Graphs are a powerful tool for representing and understanding objects and their relationships in various application domains. The growing popularity of graph databases has generated data management problems that include finding efficient techniques for compressing large graph databases and suitable techniques for visualizing, browsing, and navigating large graph databases.
Graph Data Management: Techniques and Applications is a central reference source for different data management techniques for graph data structures and their application. This book discusses graphs for modeling complex structured and schemaless data from the Semantic Web, social networks, protein networks, chemical compounds, and multimedia databases and offers essential research for academics working in the interdisciplinary domains of databases, data mining, and multimedia technology.
Reviews and Testimonials
This book is the first that approaches the challenges associated with graphs from a data management point of view; it connects the dots. As I am currently involved in building a native graph database engine, I encounter problems that arise from every possible aspect: data representation, indexing, transaction support, parallel query processing, and may others. All of them sound familiar to a database researcher, but the inherent change is fundamental as they originate from a new foundation. I found that this book contains a lot of timely information, aiding my efforts. To be clear, it does not offer the blueprint for building a graph database system, but it contains a bag of diamonds, enlightening the readers as they start exploring a field that may fundamentally change data management in the future.

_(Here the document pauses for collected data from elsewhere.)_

PR #110, opened 2025-09-26
realize bad debt first 2

QGarchery:
Rationale is that the bad debt is really done first, and every computation after that is optional (by passing 0 length seizures) or is a no-op (assuming that 0 transfers are no-ops). I find it slightly easier to read

It should be functionally the same as #95:
- for the bad debt, it is the same computation, just moved up
- for the total repaid
  - if `originalDebt > repayableDebt` then there is some bad debt so the computation `totalRepaid = UtilsLib.min(totalRepaid, debtOf[borrower][id])` is the same as doing `totalRepaid = UtilsLib.min(totalRepaid, repayableDebt)`, and in the other PR `repayableDebt` stays the same even after the min in this case
  - otherwise, there is no bad debt, so the computation `totalRepaid = UtilsLib.min(totalRepaid, debtOf[borrower][id])` is the same as doing `totalRepaid = UtilsLib.min(totalRepaid, originalDebt)`, and in the other PR `repayableDebt` is equal to `originalDebt`

### DIFF
--- a/src/Terms.sol
+++ b/src/Terms.sol
@@ -171,19 +171,17 @@ contract Terms is ITerms {
             collateralOf[borrower][id][collateralToken] -= seizure.seizedAssets;
         }
 
-        // Realize bad debt
-        uint256 badDebt;
+        repayableDebt = UtilsLib.min(repayableDebt, originalDebt);
+        totalRepaid = UtilsLib.min(totalRepaid, repayableDebt);
 
-        if (totalRepaid > originalDebt) totalRepaid = originalDebt;
-        if (repayableDebt < originalDebt) {
-            // Because roundings are not aligned the effective bad debt is either the remaining debt or the original
-            // debt minus the theoretical repayable debt.
-            badDebt = UtilsLib.min(originalDebt - totalRepaid, originalDebt - repayableDebt);
-            totalBonds[id] -= badDebt;
+        // Realize bad debt.
+        if (originalDebt > repayableDebt) {
+            debtOf[borrower][id] = repayableDebt;
+            totalBonds[id] -= originalDebt - repayableDebt;
         }
 
         withdrawable[id] += totalRepaid;
-        debtOf[borrower][id] = originalDebt - totalRepaid - badDebt;
+        debtOf[borrower][id] -= totalRepaid;
 
         for (uint256 i = 0; i < seizures.length; i++) {
             seizure = seizures[i];
--- a/src/Terms.sol
+++ b/src/Terms.sol
@@ -150,6 +150,13 @@ contract Terms is ITerms {
         uint256 originalDebt = debtOf[borrower][id];
         require(originalDebt > maxDebt, "position is healthy");
 
+        // Realize bad debt.
+        if (originalDebt > repayableDebt) {
+            uint256 badDebt = originalDebt - repayableDebt;
+            debtOf[borrower][id] -= badDebt;
+            totalBonds[id] -= badDebt;
+        }
+
         uint256 totalRepaid;
         Seizure memory seizure;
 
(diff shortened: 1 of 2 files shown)


adhusson (approved):
Better than #95. Same note as there: a difference with https://github.com/morpho-org/morpho-v2/pull/62 (and main) : in 62, if rounding makes you repay more than repayableDebt, it will reduce your bad debt. Here it won't, the total repaid amount is at most repayableDebt. But I think it's fine.

Also ok with the 2 distant places where the debt is updated.

src/Terms.sol
```diff
@@ -195,19 +202,9 @@ contract Terms is ITerms {
...
-
-        if (totalRepaid > originalDebt) totalRepaid = originalDebt;
-        if (repayableDebt < originalDebt) {
-            // Because roundings are not aligned the effective bad debt is either the remaining debt or the original
-            // debt minus the theoretical repayable debt.
-            badDebt = UtilsLib.min(originalDebt - totalRepaid, originalDebt - repayableDebt);
-            totalBonds[id] -= badDebt;
-        }
-
+        totalRepaid = UtilsLib.min(totalRepaid, debtOf[borrower][id]);
```
peyha: isn't there an issue with this line ?
If a position is liquidatable without bad debt, I can seize 100% of all collaterals of the user and the equivalent `totalRepaid` will be `debtOf[borrower][id]` and the liquidation won't revert

peyha (commented):
Realizing the bad debt just after the health check is much cleaner imo

src/Terms.sol
QGarchery: Indeed, it can sort of bypass the liquidation incentive, by closing the position entirely. In fact it should probably revert if totalRepaid is greater than the remaining debt of the borrower

QGarchery: Note that this issue is there in #62 and #95

QGarchery: Just removing the line fixes the issue actually :D

adhusson: fixed in #62 [here](https://github.com/morpho-org/morpho-v2/pull/62/commits/34590c007bddf75db791e3c8155b75024c2e8e54)

adhusson: (pushed a merge)

* In this PR with the offending line removed `testTotalRepaidTooHigh` fails both when trying to seize all collateral and also when trying to repay all debt. 
* In #62 with this offending line removed, that is not the case: `testTotalRepaidTooHigh` fails when trying to seize all collateral (because the repaid debt ends up > the current debt, which creates an underflow), but not when trying to repay all debt.

The difference is caused #62 using excess the repaid amount to reduce the bad debt, whereas this PR computes the bad debt first. So not all the debt can be repaid.

I think at least one of the approaches should work when a position has some bad debt. What do you think about capping `totalRepaid` to the debt, but only when the bad debt is > 0 ?

Or same result require that `totalRepaid <= originalDebt`. With this, when there is bad debt, you can liquidate all the bonds (but not necessarily all the collateral, due to roundings).

src/Terms.sol
```diff
@@ -184,6 +184,13 @@ contract Terms is ITerms {
         uint256 originalDebt = debtOf[borrower][id];
         require(originalDebt > maxDebt, "position is healthy");
 
+        // Realize bad debt.
+        if (originalDebt > repayableDebt) {
+            uint256 badDebt = originalDebt - repayableDebt;
```
MathisGD, line 189: the change of behavior is basically that if there is a rounding with totalRepaid, the protocol realizes "too much" bad debt (but only 1 Wei). This seems fine, and more predictable actually (repayable debt and original debt are well defined).

MathisGD: >for the bad debt, it is the same computation, just moved up

@QGarchery this is not true right?

src/Terms.sol
MathisGD, line 1: >for the total repaid

this is not true anymore right?

src/Terms.sol
```diff
@@ -204,18 +211,8 @@ contract Terms is ITerms {
             collateralOf[borrower][id][collateralToken] -= seizure.seizedAssets;
         }
 
-        // Realize bad debt
-        uint256 badDebt;
-
-        if (repayableDebt < originalDebt) {
-            // Because roundings are not aligned the effective bad debt is either the remaining debt or the original
-            // debt minus the theoretical repayable debt.
-            badDebt = UtilsLib.min(originalDebt - totalRepaid, originalDebt - repayableDebt);
```
MathisGD, line 213: this had the good effect that you can always seize all the collat if there is some bad debt created (what we expect, high level). maybe a reason not to merge this?

MathisGD: basically what @adhusson is saying [here](https://github.com/morpho-org/morpho-v2/pull/110#discussion_r2382733256)

QGarchery: Note that after #119, you can always seize the whole collateral if you pass the collateral of the borrower, because in that case we have the property `totalRepaid <= repayableDebt`. This property is always true (even when passing `repaidBonds` as input) after #120, so this PR would not change the behavior actually

QGarchery:
closing in favor of #119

– Haixun Wang, Microsoft Research Asia
The graph is a powerful tool for representing and understanding objects and their relationships in various application domains. Recently, graphs have been widely used to model many complex structured and schemaless data such as semantic web, social networks, biological networks, protein networks, chemical compounds and business process models. The growing popularity of graph databases has generated interesting data management problems. Therefore, the domain of graph databases have attracted a lot of attention from the research community and different challenges have been discussed such as: subgraph search queries, supergraph search queries, approximate subgraph matching, short path queries and graph mining techniques.
This book is designed for studying various fundamental challenges of storing and querying graph databases. In addition, it discusses the applications of graph databases in various domains. In particular, the book is divided into three main sections.
The first section discusses the basic definitions of graph data models, graph representations and graph traversal patterns. It also provides an overview of different graph indexing techniques and evaluation mechanisms for the main types of graph queries. The second section further discusses advanced querying aspects of graph databases and different mining techniques of graph databases. It should be noted that many graph querying algorithms are sensitive to the application scenario in which they are designed and cannot be generalized for all domains. Therefore, the third section focuses on presenting the usage of graph database techniques in different practical domains such as: semantic web, chemoinformatics, bioinformatics, business process model and transportation networks.
In a nutshell, the book provides a comprehensive summary from both of the algorithmic and the applied perspectives. It will provide the reader with a better understanding of how graph databases can be effectively utilized in different scenarios.